Thanks for all the answers. My DH is not a tosser (I mean, most of the time he is not), he's been trying to get more involved and to understand me, and I appreciate his effort. I think deep down he doesn't feel DS is his responsibility as much as mine, but it comes from his upbringing and some other issues. We're not from the UK, and in a lot of countries men still don't share responsibility for their children, unfortunately. I'm not trying to excuse him, just to give a bit of context. And that's precisely why I decided to create this thread - to have outside opinions.

Regarding DS sleep, well, he's been walking for at least 3 months, and he eats lots of solids (4 meals a day). I know nutritionally he doesn't need the night feeds, but he needs them "emotionally" (for lack of better word). I've tried to stop them, it was hellish, and I decided to leave it for later. I don't mind it that much if he wakes a couple of times a night.

I won't leave him to cry or do CC. I just don't think it's right for us. Anyway, his sleep has improved a lot in the last few months. It used to be horrible, now it's much better (for our standards, of course).
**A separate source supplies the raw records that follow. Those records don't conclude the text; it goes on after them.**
PR #771, opened 2023-11-13
realized dao and service classes

proxychang:
realized method in classes
annotated model classes and fields

### DIFF
--- a/src/main/java/mate/academy/hibernate/relations/dao/impl/ActorDaoImpl.java
+++ b/src/main/java/mate/academy/hibernate/relations/dao/impl/ActorDaoImpl.java
@@ -2,8 +2,11 @@ package mate.academy.hibernate.relations.dao.impl;
 
 import java.util.Optional;
 import mate.academy.hibernate.relations.dao.ActorDao;
+import mate.academy.hibernate.relations.exception.DataProcessingException;
 import mate.academy.hibernate.relations.model.Actor;
+import org.hibernate.Session;
 import org.hibernate.SessionFactory;
+import org.hibernate.Transaction;
 
 public class ActorDaoImpl extends AbstractDao implements ActorDao {
     public ActorDaoImpl(SessionFactory sessionFactory) {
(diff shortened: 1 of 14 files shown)


src/main/java/mate/academy/hibernate/relations/dao/impl/ActorDaoImpl.java
```diff
@@ -12,11 +15,35 @@ public ActorDaoImpl(SessionFactory sessionFactory) {
...
+            if (transaction != null) {
+                transaction.rollback();
+            }
+            throw new DataProcessingException("Data adding failure! "
+                    + "Params: " + actor, ex);
+        } finally {
+            if (session != null) {
+                session.close();
+            }
+        }
```
bhdnchui, line 35: optional: We can reduce code with using try-with-resources here:
```
try (Session session = ...) {
  try {
    transaction = ....
    } catch (Exception e) {
     ...
    }
}
```

src/main/java/mate/academy/hibernate/relations/dao/impl/ActorDaoImpl.java
```diff
@@ -12,11 +15,35 @@ public ActorDaoImpl(SessionFactory sessionFactory) {
...
+        return actor;
     }
 
     @Override
     public Optional<Actor> get(Long id) {
-        return null;
+        try (Session session = factory.openSession()) {
+            Actor actor = session.get(Actor.class, id);
+            return Optional.ofNullable(actor);
```
bhdnchui, line 43:
```suggestion
            return Optional.ofNullable(session.get(Actor.class, id));
```

src/main/java/mate/academy/hibernate/relations/service/impl/ActorServiceImpl.java
```diff
@@ -1,16 +1,25 @@
...
-        return null;
+        return actorDao.add(actor);
     }
 
     @Override
     public Actor get(Long id) {
-        return null;
+        return actorDao.get(id)
+                .orElseThrow(() -> new RuntimeException("Data getting failure."
+                + "Actor with Id: " + id + " not found."));
```
bhdnchui, line 23: It would be better to use String.format here.
Also, let's use narrower exception. IllegalArgumentException for example.
(make sure to do it everywhere)

src/main/java/mate/academy/hibernate/relations/util/HibernateUtil.java
```diff
@@ -1,9 +1,20 @@
...
 
 import org.hibernate.SessionFactory;
+import org.hibernate.cfg.Configuration;
 
 public class HibernateUtil {
+    private static final SessionFactory instance = initSessionFactory();
+
+    private HibernateUtil() {
+
+    }
```
bhdnchui, line 11: Looks like redundant.

src/main/java/mate/academy/hibernate/relations/dao/impl/ActorDaoImpl.java
bhdnchui: (make sure to do it everywhere)

bhdnchui (changes requested):
Good job, just a few points to consider.

bhdnchui (approved):
Good job!

PR #772, opened 2023-11-13
first

Olena-Pro:


src/main/java/mate/academy/hibernate/relations/dao/impl/ActorDaoImpl.java
```diff
@@ -12,11 +16,34 @@ public ActorDaoImpl(SessionFactory sessionFactory) {
...
 
     @Override
     public Optional<Actor> get(Long id) {
-        return null;
+        try (Session session = factory.openSession()) {
+            return Optional.of(session.get(Actor.class, id));
+        } catch (HibernateException e) {
+            throw new DataProcessingException("Could not get instance of actors", e);
+        } catch (Exception e) {
+            return Optional.empty();
```
olekskov, line 46: Please use Optional.ofNullable to avoid the necessity to of double catch block

src/main/java/mate/academy/hibernate/relations/service/impl/ActorServiceImpl.java
```diff
@@ -1,16 +1,29 @@
...
+        return actorDao.add(actor);
     }
 
     @Override
     public Actor get(Long id) {
-        return null;
+        Optional<Actor> actorOptional = actorDao.get(id);
+        if (actorOptional.isEmpty()) {
+            throw new DataProcessingException("Actor with id = " + id + " no exist.");
+        }
```
olekskov, line 26: 1. Please use orElseThrow method instead of if block
2. Please chose another exception class here. DataProcessingException should mean that we have problem with DB and cannot provide result. In this case everything is fine with DB, we just don't have such record, so NoSuchElementException or EntityNotFoundException will be much more appropriate

olekskov (changes requested):
Please check comment and fix all occurences if multiple in different classes

kozhukhovsky (approved):

PR #791, opened 2023-11-26
practiced in hibernate relations, implemented dao classes, hibernate …

maxymmusiienko:
…util


src/main/java/mate/academy/hibernate/relations/service/impl/MovieServiceImpl.java
```diff
@@ -1,16 +1,23 @@
...
     @Override
     public Movie add(Movie movie) {
-        return null;
+        return movieDao.add(movie);
     }
 
     @Override
     public Movie get(Long id) {
-        return null;
+        return movieDao.get(id).orElse(null);
```
okuzan, line 21: orElseThrow EntityNotFoundException with message that includes id. fix everywhere

okuzan (changes requested):

okuzan (approved):
Well done!

PR #795, opened 2023-11-29
first solution

IhorTrokhymchuk:


src/main/java/mate/academy/hibernate/relations/service/impl/MovieServiceImpl.java
```diff
@@ -1,16 +1,23 @@
...
     @Override
     public Movie add(Movie movie) {
-        return null;
+        return movieDao.add(movie);
     }
 
     @Override
     public Movie get(Long id) {
-        return null;
+        return movieDao.get(id).orElse(null);
```
olekskov, line 21: Returning null from Optional nearly makes no sense.
Better to throw relevant exception with proper message

```suggestion
        return movieDao.get(id).orElseThrow(new EntityNotFoundException("Movie with id " + id + " is not found));
```

olekskov (approved):

PR #807, opened 2023-12-24
solved task

AntonKurylo:


src/main/java/mate/academy/hibernate/relations/model/Movie.java
```diff
@@ -2,10 +2,26 @@
...
 
+@Entity
+@Table(name = "movies")
 public class Movie implements Cloneable {
+    @Id
+    @GeneratedValue(strategy = GenerationType.IDENTITY)
     private Long id;
     private String title;
+    @OneToMany
+    @JoinTable(name = "movies_actors",
```
Sanderfuck, line 22: Are you sure about this relation?

src/main/java/mate/academy/hibernate/relations/service/impl/ActorServiceImpl.java
```diff
@@ -1,16 +1,25 @@
...
+import mate.academy.hibernate.relations.dao.impl.ActorDaoImpl;
 import mate.academy.hibernate.relations.model.Actor;
 import mate.academy.hibernate.relations.service.ActorService;
+import org.hibernate.SessionFactory;
 
 public class ActorServiceImpl implements ActorService {
+    private final ActorDao actorDao;
+
+    public ActorServiceImpl(SessionFactory sessionFactory) {
+        this.actorDao = new ActorDaoImpl(sessionFactory);
```
Sanderfuck, line 13: Don`t init actor dao in service layer, do it in Dao layer

src/main/java/mate/academy/hibernate/relations/service/impl/ActorServiceImpl.java
```diff
@@ -1,16 +1,25 @@
...
     @Override
     public Actor add(Actor actor) {
-        return null;
+        return actorDao.add(actor);
     }
 
     @Override
     public Actor get(Long id) {
-        return null;
+        return actorDao.get(id).orElse(null);
```
Sanderfuck, line 23: orElse null is very bad idea, use orElseThrow

Sanderfuck (changes requested):

src/main/java/mate/academy/hibernate/relations/model/Movie.java
AntonKurylo: Why not? There can be several actors in one movie

PR #820, opened 2024-01-11
solution 11/01

VadimKadasiev:


src/main/java/mate/academy/hibernate/relations/service/impl/ActorServiceImpl.java
```diff
@@ -1,16 +1,25 @@
...
     @Override
     public Actor add(Actor actor) {
-        return null;
+        return actorDao.add(actor);
     }
 
     @Override
     public Actor get(Long id) {
-        return null;
+        return actorDao.get(id).orElse(null);
```
okuzan, line 23: orElseThrow EntityNotFoundException with message + id, fix everywhere

src/main/java/mate/academy/hibernate/relations/util/HibernateUtil.java
```diff
@@ -1,9 +1,19 @@
 package mate.academy.hibernate.relations.util;
 
 import org.hibernate.SessionFactory;
+import org.hibernate.cfg.Configuration;
 
 public class HibernateUtil {
+    private static final SessionFactory INSTANCE = createSessionFactoryInstance();
+
+    public HibernateUtil() {
```
okuzan, line 9:
```suggestion
    private HibernateUtil() {
```

okuzan (changes requested):

okuzan (approved):

PR #825, opened 2024-01-15
Implement DAO, Service layers and Models

MurphyEdward:


src/main/java/mate/academy/hibernate/relations/service/impl/ActorServiceImpl.java
```diff
@@ -1,16 +1,24 @@
...
-        return null;
+        return actorDao.add(actor);
     }
 
     @Override
     public Actor get(Long id) {
-        return null;
+        Optional<Actor> optional = actorDao.get(id);
+
+        return optional.orElse(null);
```
olekskov, line 22: By returning null instead of optional you makes it meaningless on dao layer.
We should provide default value or throw suitable exception
```suggestion
        return actorDao.get(id).orElseThrow(() -> new EntityNotFoundException("actor with id...."));
```

src/main/java/mate/academy/hibernate/relations/service/impl/CountryServiceImpl.java
```diff
@@ -1,16 +1,24 @@
...
-        return null;
+        return countryDao.add(country);
     }
 
     @Override
     public Country get(Long id) {
-        return null;
+        Optional<Country> optional = countryDao.get(id);
+
+        return optional.orElse(null);
```
olekskov, line 22: same

src/main/java/mate/academy/hibernate/relations/service/impl/MovieServiceImpl.java
```diff
@@ -1,16 +1,24 @@
...
-        return null;
+        return movieDao.add(movie);
     }
 
     @Override
     public Movie get(Long id) {
-        return null;
+        Optional<Movie> optional = movieDao.get(id);
+
+        return optional.orElse(null);
```
olekskov, line 22: same

olekskov (changes requested):

kozhukhovsky (approved):

PR #834, opened 2024-02-02
completed implementation model, dao/impl, service/impl/ created DataP…

RCherniavskiy:
…rocessingException, added HibernateUtil

### DIFF
--- a/src/main/java/mate/academy/hibernate/relations/service/impl/ActorServiceImpl.java
+++ b/src/main/java/mate/academy/hibernate/relations/service/impl/ActorServiceImpl.java
@@ -1,16 +1,27 @@
 package mate.academy.hibernate.relations.service.impl;
 
+import mate.academy.hibernate.relations.dao.ActorDao;
+import mate.academy.hibernate.relations.exception.DataProcessingException;
 import mate.academy.hibernate.relations.model.Actor;
 import mate.academy.hibernate.relations.service.ActorService;
 
 public class ActorServiceImpl implements ActorService {
+    private final ActorDao actorDao;
+
+    public ActorServiceImpl(ActorDao actorDao) {
+        this.actorDao = actorDao;
+    }
     @Override
     public Actor add(Actor actor) {
-        return null;
+        try {
+            return actorDao.add(actor);
+        } catch (Exception e) {
+            throw new DataProcessingException("Failed to add to the Db actor: " + actor);
+        }
     }
-
     @Override
-    public Actor get(Long id) {
-        return null;
+    public Actor get(Long id){
+        return actorDao.get(id)
+                .orElseThrow(() -> new DataProcessingException("Actor not found with id: " + id));
     }
 }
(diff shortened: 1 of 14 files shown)


src/main/java/mate/academy/hibernate/relations/service/impl/ActorServiceImpl.java
```diff
@@ -1,16 +1,29 @@
...
+    }
+
     @Override
     public Actor add(Actor actor) {
-        return null;
+        try {
+            return actorDao.add(actor);
+        } catch (Exception e) {
+            throw new DataProcessingException("Failed to add to the Db actor: " + actor);
+        }
```
olekskov, line 21: Your dao layer will throw exception if something is wrong, why we need try/catch here?
```suggestion
        return actorDao.add(actor);
```

src/main/java/mate/academy/hibernate/relations/service/impl/ActorServiceImpl.java
```diff
@@ -1,16 +1,29 @@
...
     }
 
     @Override
     public Actor get(Long id) {
-        return null;
+        return actorDao.get(id)
+                .orElseThrow(() -> new DataProcessingException("Actor not found with id: " + id));
```
olekskov, line 27: Better to use different exceptions when there are problems with DB (DataProcessing) and when everything is ok and we just received request to find something we don't have in DB (EntityNotFound)
```suggestion
        return actorDao.get(id)
                .orElseThrow(() -> new EntityNotFoundException("Actor not found with id: " + id));
```

src/main/java/mate/academy/hibernate/relations/service/impl/CountryServiceImpl.java
```diff
@@ -1,16 +1,29 @@
...
+        } catch (Exception e) {
+            throw new DataProcessingException("Failed to add to the Db actor: " + country);
+        }
     }
 
     @Override
     public Country get(Long id) {
-        return null;
+        return countryDao.get(id)
+                .orElseThrow(() -> new DataProcessingException("Actor not found with id: " + id));
```
olekskov, line 27: same points

src/main/java/mate/academy/hibernate/relations/service/impl/MovieServiceImpl.java
```diff
@@ -1,16 +1,29 @@
...
+            throw new DataProcessingException("Failed to add to the Db actor: " + movie);
+        }
     }
 
     @Override
     public Movie get(Long id) {
-        return null;
+        return movieDao.get(id)
+                .orElseThrow(() -> new DataProcessingException("Actor not found with id: " + id));
     }
```
olekskov, line 28: same

olekskov (changes requested):

olekskov (approved):
Good job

I know he will crack it eventually.

xiaoqss Tue 21-Jun-11 01:32:32

Message deleted

MumblingRagDoll Tue 21-Jun-11 02:21:14

have to say OP that you have done an about turn....from your first to your last post...it's as though you forgot what you said at the start!

PenguinArmy Tue 21-Jun-11 04:01:19

For others that have mentioned/asked about night weaning, not made any difference to us so don't feel pressured into doing something you don't want to do as (with everything) it's not guaranteed.

OP I went back to work FT at 4 months, DD woke every 2 hours until she was about a year. I never considered that because DH was a SAHD he should do everything and knew I had the easier option by going to work. When we're at home we assume 50:50 is the fair split.